> _What is needed_
Give a verbatim repeat of the lines that run from the line containing "MCP: make it" to the end of the data below.

___ Data records

PR #1433, opened 2026-09-19
MCP: make it reachable, findable and worth using

lindkvis:
Follow-up to #1370, from five problems hit in use.

**1. Registered for one directory only.** `claude mcp add` defaults to `--scope local`, so the one-liner the Connect AI agent dialog handed out registered the server only for the directory it was run in. Everywhere else the agent had no PixlStash tools at all and answered questions about the library by reading `vault.db` with sqlite3. The command now passes `-s user`.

______

> _Completed task_
MCP: make it reachable, findable and worth using

lindkvis:
Follow-up to #1370, from five problems hit in use.

**1. Registered for one directory only.** `claude mcp add` defaults to `--scope local`, so the one-liner the Connect AI agent dialog handed out registered the server only for the directory it was run in. Everywhere else the agent had no PixlStash tools at all and answered questions about the library by reading `vault.db` with sqlite3. The command now passes `-s user`.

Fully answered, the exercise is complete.